→ Work request: Go through the entries below. Copy out every line that contains "DynRecord".

[[ Data for this exercise, beginning ]]

PR #846, opened 2022-09-26
Implement "occurs check" to prevent infinite loop during type-checking

### LINKED ISSUE #277: Infinite loop during typechecking (recursive types)
**Describe the bug**
Following #270, which has been fixed for usual cases, some terms still make the typechecker loop. The occurs check is not implemented, hence the inference of terms introducing recursive equations crashes.

**To Reproduce**
```
nickel typecheck <<< '{g = g 0}.g : Num'

```

**Expected behavior**
The typechecker should reject such terms without crashing.

ebresafegaga:
### Summary
Currently, the Nickel type-checker does not perform "occurs check" when unifying a type variable with another type . Occurs checks normally prevents us from creating "infinite" type substitutions. For example, if we want to unify a type variable `a` with another type 
`a -> b`, occurs checks prevents `a = a -> b` from being a type substitution equation. 

In Nickel, this means that programs which result in a type variable unifying with another type which includes that variable results in a stack overflow.

### Example:
```
let f :  _ = fun x => x x in f 
```
```
let f :  _ =  fun esv es e => e esv e (es e) in f
```
```
{g = g 0}.g : Num
```

### Actual output:
```
```

### Desired output:

Nickel should give a type error, stating the exact problem in a friendly way; and maybe even "tips" on how to resolve it.
```
nickel> let f :  _ = fun x => x x 

The expression x has the inferred type a -> b. 
x cannot be the argument of x, because this will lead to the construction of the infinite type a = a -> b.
Maybe try using concrete types to guide your implementation instead of wildcards?
```

The error message generation is not *yet* like as I've described above.

Closes #277

### DIFF
--- a/src/typecheck/mod.rs
+++ b/src/typecheck/mod.rs
@@ -1314,60 +1314,43 @@ fn row_add(
     }
 }
 
-/// Get the set of all unification variables in a type.
-fn get_free_unif_vars(wildcards: &Vec<TypeWrapper>, t: TypeWrapper) -> HashSet<usize> {
-    let mut set: HashSet<usize> = HashSet::new();
-    fn get_free_unif_vars_inner(
-        set: &mut HashSet<usize>,
-        wildcards: &Vec<TypeWrapper>,
-        t: TypeWrapper,
-    ) {
-        match t {
-            TypeWrapper::Ptr(i) => {
-                set.insert(i);
-                ()
-            }
-            TypeWrapper::Contract(..) | TypeWrapper::Constant(_) => (),
-            TypeWrapper::Concrete(ty) => match ty {
-                AbsType::Dyn()
-                | AbsType::Num()
-                | AbsType::Bool()
-                | AbsType::Str()
-                | AbsType::Sym()
-                | AbsType::Flat(_)
-                | AbsType::Var(_)
-                | AbsType::RowEmpty() => (),
-                AbsType::Wildcard(id) => wildcards
-                    .get(id)
-                    .map(|ty| get_free_unif_vars_inner(set, wildcards, ty.clone()))
-                    .unwrap_or(()),
-                AbsType::Arrow(ty1, ty2) => {
-                    get_free_unif_vars_inner(set, wildcards, *ty1);
-                    get_free_unif_vars_inner(set, wildcards, *ty2)
-                }
-                AbsType::Forall(_, ty)
-                | AbsType::Enum(ty)
-                | AbsType::StaticRecord(ty)
-                | AbsType::DynRecord(ty)
-                | AbsType::Array(ty) => get_free_unif_vars_inner(set, wildcards, *ty),
-                AbsType::RowExtend(_, ty_row, tail) => {
-                    ty_row
-                        .map(|ty| get_free_unif_vars_inner(set, wildcards, *ty))
-                        .unwrap_or(());
-                    get_free_unif_vars_inner(set, wildcards, *tail)
-                }
-            },
-        }
-    }
-    get_free_unif_vars_inner(&mut set, wildcards, t);
-    set
-}
-
-/// Check if the type variable `ptr` occurs in `t`
+/// Checks if the "root type" of the unification variable `ptr` is also 
+/// the root type of any unification variable in `t`
 fn occurs_check(state: &State, ptr: usize, t: TypeWrapper) -> bool {
-    get_free_unif_vars(state.wildcard_vars, t)
-        .iter()
-        .any(|other_ptr| state.table.root(ptr) == state.table.root(*other_ptr))
+    match t {
+        TypeWrapper::Ptr(i) if i == ptr => state.table.root(i) == state.table.root(ptr),
+        TypeWrapper::Ptr(_) => false,
+        TypeWrapper::Contract(..) | TypeWrapper::Constant(_) => false,
+        TypeWrapper::Concrete(ty) => match ty {
+            AbsType::Dyn()
+            | AbsType::Num()
+            | AbsType::Bool()
+            | AbsType::Str()
+            | AbsType::Sym()
+            | AbsType::Flat(_)
+            | AbsType::Var(_)
+            | AbsType::RowEmpty() => false,
+            AbsType::Wildcard(id) => state
+                .wildcard_vars
+                .get(id)
+                .map(|ty| occurs_check(state, ptr, ty.clone()))
+                .unwrap_or(false),
+            AbsType::Arrow(ty1, ty2) => {
+                occurs_check(state, ptr, *ty1) || occurs_check(state, ptr, *ty2)
+            }
+            AbsType::Forall(_, ty)
+            | AbsType::Enum(ty)
+            | AbsType::StaticRecord(ty)
+            | AbsType::DynRecord(ty)
+            | AbsType::Array(ty) => occurs_check(state, ptr, *ty),
+            AbsType::RowExtend(_, ty_row, tail) => {
+                ty_row
+                    .map(|ty| occurs_check(state, ptr, *ty))
+                    .unwrap_or(false)
+                    || occurs_check(state, ptr, *tail)
+            }
+        },
+    }
 }
 
 /// Try to unify two types.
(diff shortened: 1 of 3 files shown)


src/typecheck/mod.rs
```diff
@@ -1314,6 +1314,52 @@ fn row_add(
...
+                .union(&get_free_variables(wildcards, *tail))
+                .map(|i| *i)
+                .collect(),
+        },
+        TypeWrapper::Contract(..) | TypeWrapper::Constant(_) => HashSet::new(),
+    }
+}
+
+/// Check if the type variable `ptr` occurs in `t`
+fn occurs_check(ptr: usize, state: &State, t: TypeWrapper) -> bool {
```
matthew-healy, line 1357: Nitpick: from what I can see it seems like the pattern elsewhere has been to pass the `state` as the first argument. It possibly makes sense to continue that here?

src/typecheck/mod.rs
```diff
@@ -1314,6 +1314,52 @@ fn row_add(
...
+        TypeWrapper::Concrete(ty) => match ty {
+            AbsType::Dyn()
+            | AbsType::Num()
+            | AbsType::Bool()
+            | AbsType::Str()
+            | AbsType::Sym()
+            | AbsType::Flat(_)
+            | AbsType::Var(_)
+            | AbsType::RowEmpty() => HashSet::new(),
+            // TODO: replace with get_wilccard_var(..)
```
matthew-healy, line 1330: Is there a reason this hasn't been done as part of this PR? From what I can tell, calling `get_wildcard_var` here could change the behaviour of this function (by returning any new unification variables created), but I'm struggling to work out whether that would have any impact on `occurs_check`.

matthew-healy (commented):
The change looks good to me, though I've only been looking at the Nickel codebase for a few days and I'm mainly reviewing to get some more exposure to the codebase. :grin: 

Do you think it might make sense to add test cases using the example from the PR description (e.g. in `tests/typecheck_fail.rs`) to prevent future regressions?

src/typecheck/mod.rs
```diff
@@ -1314,6 +1314,52 @@ fn row_add(
     }
 }
 
+/// Get the set of all unification variables in a type.
+fn get_free_variables(wildcards: &Vec<TypeWrapper>, t: TypeWrapper) -> HashSet<usize> {
+    match t {
+        TypeWrapper::Ptr(i) => HashSet::from([i]),
```
yannham, line 1320: I don't think this is sound. If `?i` has been unified with another type with variables inside before, for example `?a -> ?b`, then the free unification variablrs of `?i` shouldn't be `[?i]`, but `[?a,?b]` (if they are fresh, not-yet-unified variables). So, you should follow (and ignore with respect to occur checks, as if the checked variable appears here there is something wrong with the typechecking algorithm) unification variables that point to something in the unification table.

src/typecheck/mod.rs
yannham: I think both version are correct, because `get_wildcard_vars` may only create new fresh unification variables, which don't matter (as they will never fail the occurs check). Somehow the current implementation is lazier, as it doesn't generate the wildcard vars yet, but will the next time they are actually needed by unification. It probably doesn't make any noticeable difference, and if anything, I expect this version to be slightly better, as it doesn't pollute the hashset with new fresh unification variables.

yannham (commented):
It may be interesting to run the benchmarks on typechecking the nix list lib to see if that affects performance. My occurs check knowledge is rusty but I remember that running it without any form of memoization like this can turn out to be expensive. For the record, although this is not the main subject of the article, [efficient and insightful generalization](https://okmij.org/ftp/ML/generalization.html) also mentions how doing it in a "lazy" way (and not at each unification).

I remember why this issue has been open for quite some time, now. I think my original plan was to implement path compression first (i.e., when you call `get_root`, you remember all the unification variable on the way, like if there is a link `?a -> ?b -> ?c -> ?d -> Num` and at the end makes the table look like `?a -> Num, ?b -> Num, ?c -> Num, ?d -> Num`). Doing so, we can avoid the occurs check at unification, and perform it only when calling to `get_root`, potentially grouping several traversal into one. This probably requires to remember for each unification variable if the check has been done or not.

But to implement path compression efficiently, you want `TyperWrapper` to use `Rc`, not bare `Box`, otherwise you will deep-copy your types a lot. But this hasn't happened yet :confused: 

We can first see what happens on the benchmark: if the numbers are reasonable, this can be a first implementation, and then we can work toward shareable types (Rc) + path compression + occurs check.

src/typecheck/mod.rs
```diff
@@ -1314,6 +1314,52 @@ fn row_add(
     }
 }
 
+/// Get the set of all unification variables in a type.
+fn get_free_variables(wildcards: &Vec<TypeWrapper>, t: TypeWrapper) -> HashSet<usize> {
```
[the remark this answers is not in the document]
ebresafegaga: Yes, I initially wanted to do that. But I thought I'd just write this once, because there might be other places which might need to get all the free unification variables.

src/typecheck/mod.rs
ebresafegaga: I think if `?i` points to `?a -> ?b`, then `?a -> ?b` will be the root of this set because it is no longer a variable: it now a ` TypeWrapper::Concrete(AbsType::Arrow(?a, ?b))`

This is why I call root when checking if two unification variables are the same:
```rust 
fn occurs_check(state: &State, ptr: usize, t: TypeWrapper) -> bool {
    get_free_unif_vars(state.wildcard_vars, t)
        .iter()
        .any(|other_ptr| state.table.root(ptr) == state.table.root(*other_ptr))
}
```

src/typecheck/mod.rs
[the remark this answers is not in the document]
ebresafegaga: I think I'd rather create an inner function that threads a mutable argument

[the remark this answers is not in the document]
yannham: Do you have anything in mind in particular that would need the free unification variables? If yes, then go. Otherwise, I think you probably aren't gonna need it :slightly_smiling_face: and I would implement the hashset-free version. If really we were wrong and need this later, this isn't very hard to move to the hashset version.

src/typecheck/mod.rs
yannham: It's still not enough, because if `?a` points to `?c -> ?d`, and `?b` is not yet unified, you should have `?c, ?d, ?b` as free variables. Which your `root` call isn't sufficient to catch (it only does one unrolling), if I'm not mistaken.

Even if it would be sufficient, the function is still unsound, because it requires the caller to do something additional which is far from obvious. If it's called `get_free_variables`, so it should return the free unification variables for the standard definition of free unification variables. If someone else comes and refactor the code, something could go wrong. Otherwise, it deserves another name, like impartial, lazy, on_step, etc. and be precisely documented.

src/typecheck/mod.rs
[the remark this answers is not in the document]
ebresafegaga: I don't think I have, I'll go with the check now

src/typecheck/mod.rs
ebresafegaga: Yes. I guess this is a another reason to just use a check, instead of generating an intermediate set of free unification variables.

yannham: I'm not sure I understand why this issue and hashset vs simple check are related. In both cases, I think you will have to potentially perform arbitrary-deep unrolling of free variables?

ebresafegaga: What does "arbitrary-deep unrolling of free variables" mean? Also, see the latest commit to see what I mean by using a simple check instead.

yannham:
@ebresafegaga Could you please report the result of the benchmarks here, to document the decision with respect to this PR? Thanks!

ebresafegaga:
On average, we're seeing a 68% regression in performance while type-checking ` typecheck-nixpkgs-lib`. 

Here's an example of such benchmark: 
```
nixpkgs lists           time:   [2.8098 ms 2.8272 ms 2.8450 ms]
                        change: [+79.283% +81.642% +83.967%] (p = 0.00 < 0.05)
                        Performance has regressed.

```

yannham:
We are cheating by not doing the occurs check right now, so a hit is to be expected, but 80% doesn't sound acceptable. I propose to close this PR (but keep the branch somewhere, or maybe just commit the checking function somewhere) and try to do something a bit lazier/smarter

[[ Data for this exercise, end ]]

→ Your response:
-                | AbsType::DynRecord(ty)
+            | AbsType::DynRecord(ty)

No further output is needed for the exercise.